## What you should do
Out of the lines below, please list those that hold the string "curiosity".

## Provided records
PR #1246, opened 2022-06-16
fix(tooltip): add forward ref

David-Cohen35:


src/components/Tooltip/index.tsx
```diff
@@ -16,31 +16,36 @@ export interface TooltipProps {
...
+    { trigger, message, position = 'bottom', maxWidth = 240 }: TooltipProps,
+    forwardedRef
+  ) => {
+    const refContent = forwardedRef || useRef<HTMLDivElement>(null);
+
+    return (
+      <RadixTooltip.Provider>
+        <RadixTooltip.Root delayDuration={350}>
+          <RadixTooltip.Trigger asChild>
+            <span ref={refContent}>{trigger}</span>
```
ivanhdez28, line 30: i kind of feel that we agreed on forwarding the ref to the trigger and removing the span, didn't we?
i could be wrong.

--

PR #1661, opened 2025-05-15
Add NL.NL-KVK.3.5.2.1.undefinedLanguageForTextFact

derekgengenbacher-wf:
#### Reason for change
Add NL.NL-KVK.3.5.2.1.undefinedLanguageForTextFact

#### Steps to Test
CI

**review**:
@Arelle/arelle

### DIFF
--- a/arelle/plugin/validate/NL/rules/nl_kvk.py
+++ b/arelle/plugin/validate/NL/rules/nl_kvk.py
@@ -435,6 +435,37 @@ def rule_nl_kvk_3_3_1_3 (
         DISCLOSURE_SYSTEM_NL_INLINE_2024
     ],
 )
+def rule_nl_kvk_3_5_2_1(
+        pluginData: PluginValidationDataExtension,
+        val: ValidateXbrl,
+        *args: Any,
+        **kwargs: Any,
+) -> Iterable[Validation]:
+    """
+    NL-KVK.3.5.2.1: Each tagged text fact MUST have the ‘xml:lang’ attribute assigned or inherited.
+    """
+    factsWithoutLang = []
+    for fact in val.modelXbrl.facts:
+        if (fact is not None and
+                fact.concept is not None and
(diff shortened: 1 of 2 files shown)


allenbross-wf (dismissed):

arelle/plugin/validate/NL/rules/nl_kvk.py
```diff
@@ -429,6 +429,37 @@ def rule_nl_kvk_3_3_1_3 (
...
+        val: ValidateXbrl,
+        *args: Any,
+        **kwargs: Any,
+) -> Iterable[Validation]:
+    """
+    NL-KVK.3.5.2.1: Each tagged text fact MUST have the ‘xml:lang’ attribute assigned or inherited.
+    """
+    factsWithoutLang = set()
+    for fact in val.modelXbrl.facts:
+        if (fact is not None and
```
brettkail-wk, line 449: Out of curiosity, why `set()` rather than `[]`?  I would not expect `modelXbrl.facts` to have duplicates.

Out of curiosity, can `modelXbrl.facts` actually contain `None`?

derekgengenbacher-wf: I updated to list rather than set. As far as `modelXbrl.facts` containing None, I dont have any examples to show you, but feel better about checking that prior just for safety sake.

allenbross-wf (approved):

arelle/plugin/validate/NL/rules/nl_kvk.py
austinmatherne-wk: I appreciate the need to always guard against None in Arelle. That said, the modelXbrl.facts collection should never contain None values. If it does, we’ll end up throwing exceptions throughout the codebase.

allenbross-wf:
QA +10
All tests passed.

## Exercise answer
brettkail-wk, line 449: Out of curiosity, why `set()` rather than `[]`?  I would not expect `modelXbrl.facts` to have duplicates.
Out of curiosity, can `modelXbrl.facts` actually contain `None`?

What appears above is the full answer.